Personal information
- Full name: Richard Florence O'Kelly
- Date of birth: 8 January 1957 (age 69)
- Place of birth: West Bromwich, England
- Height: 5 ft 10 in (1.78 m)
- Position: Forward

Youth career
- Alvechurch

Senior career*
- Years: Team / Apps / (Gls)
- 1979–1986: Walsall / 204 / (56)
- 1986–1988: Port Vale / 28 / (4)
- 1988: Walsall / 12 / (1)
- 1988–1989: Grimsby Town / 39 / (10)
- Total:  / 283 / (71)

Managerial career
- 2012: Hereford United

= Richard O'Kelly =

English footballer and manager (born 1957)

Richard Florence O'Kelly (born 8 January 1957) is an English former footballer turned manager.

He began his career at Walsall in 1979, as they won promotion into the Third Division in 1979–80, where they remained for his next six seasons at Fellows Park. During that time, he scored 56 goals in 204 league games. He was sold to Port Vale for a £6,000 fee in July 1986, before returning to Walsall on a free transfer January 1988. Helping the "Saddlers" to win promotion via the play-offs, he moved on to Grimsby Town before retiring due to injury the following year.

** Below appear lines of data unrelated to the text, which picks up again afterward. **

PR #1682, opened 2025-09-18
[rollup]: Replace `chalk-template` with manual ANSI

RadoslavDimchev:
Replace `chalk-template` with inline ANSI sequences in `apps/rollup/bundle.mjs` and remove the dependency. Keeps the same bold/underline/red styling.

image


apps/rollup/bundle.mjs
EmilIvanichkovv, line 1: Can we export color/bold/reset encodings as constants.
This will improve readability

EmilIvanichkovv (changes requested):

apps/rollup/bundle.mjs
EmilIvanichkovv: They can live in `libs/ts/base-utils/src/tty.ts`

apps/rollup/package.json
```diff
@@ -11,12 +11,12 @@
     "rollup:build-workspace": "yarn rollup-bundle $INIT_CWD"
   },
   "dependencies": {
+    "@blocksense/base-utils": "workspace:*",
```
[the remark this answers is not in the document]
EmilIvanichkovv: Yep CI confirms.. You can not use `@blocksense/bese-utils` in `rollup`.

Just stick with constants for the colors you need in this workspace.

MillaGenova (approved):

After retiring due to injury in 1989, he took up coaching and has served as the assistant manager at Hereford United, Bournemouth, and Doncaster Rovers. He became a manager for the first time with Hereford United in March 2012 but quit the post two months later after the "Bulls" were relegated out of the Football League. He immediately returned to the number two role at former club Walsall before following manager Dean Smith to Brentford in November 2015.

==Playing career==
===Walsall===
O'Kelly started his career with Alvechurch before moving into the English Football League with Walsall in 1979 after being signed by manager Alan Buckley. The "Saddlers" were promoted into the Third Division as Fourth Division as runners-up in 1979–80, two points behind champions Huddersfield Town. Walsall retained their third-tier status in 1980–81 by finishing one place and one point above the drop zone. They came even closer to relegation in 1981–82, finishing ahead of relegated Wimbledon on goal difference. They then improved, finishing tenth in 1982–83, before finishing sixth in 1983–84, eight points behind promoted Sheffield United. However, Walsall dropped to eleventh in 1984–85, and O'Kelly was the club's top scorer with 18 goals. They finished sixth in 1985–86, nine points behind promoted Derby County. In his seven years at Fellows Park, he made over 200 appearances, with a goal rate of one goal every four games.

===Port Vale===
In July 1986, the cultured striker joined fellow West Midlands and Third Division side Port Vale for a £6,000 fee. His Vale Park career started with a bang as he scored on his debut in a 2–2 draw at Middlesbrough on 23 August 1986. After playing the next three matches, he was struck down with an injury to his knee ligaments, which required an operation the following January. Sidelined for the rest of the 1986–87 season, he returned to the first-team at the beginning of the 1987–88 season, and scored three goals in 22 appearances.

===Return to Walsall===
In January 1988, John Rudge allowed him to return to Walsall on a free transfer. The club won promotion at the end of the 1987 season under Tommy Coakley's stewardship, beating Bristol City 4–0 in the play-off final. He then joined former manager Alan Buckley at Fourth Division Grimsby Town, as the "Mariners" posted a ninth-place finish in 1988–89; O'Kelly finished his playing career in 1989 following a bad injury sustained playing for Grimsby in an encounter with Doncaster Rovers.

==Management career==

===Coaching===
After finishing his playing career, O'Kelly worked as Port Vale's community officer from August 1990 to May 1991 before returning to Blundell Park as a youth team coach. He left Grimsby for the same position at West Bromwich Albion in 1994. He spent seven years at The Hawthorns as a youth team coach and then six months at Aston Villa before joining Hereford United in 2002 as assistant manager to Graham Turner.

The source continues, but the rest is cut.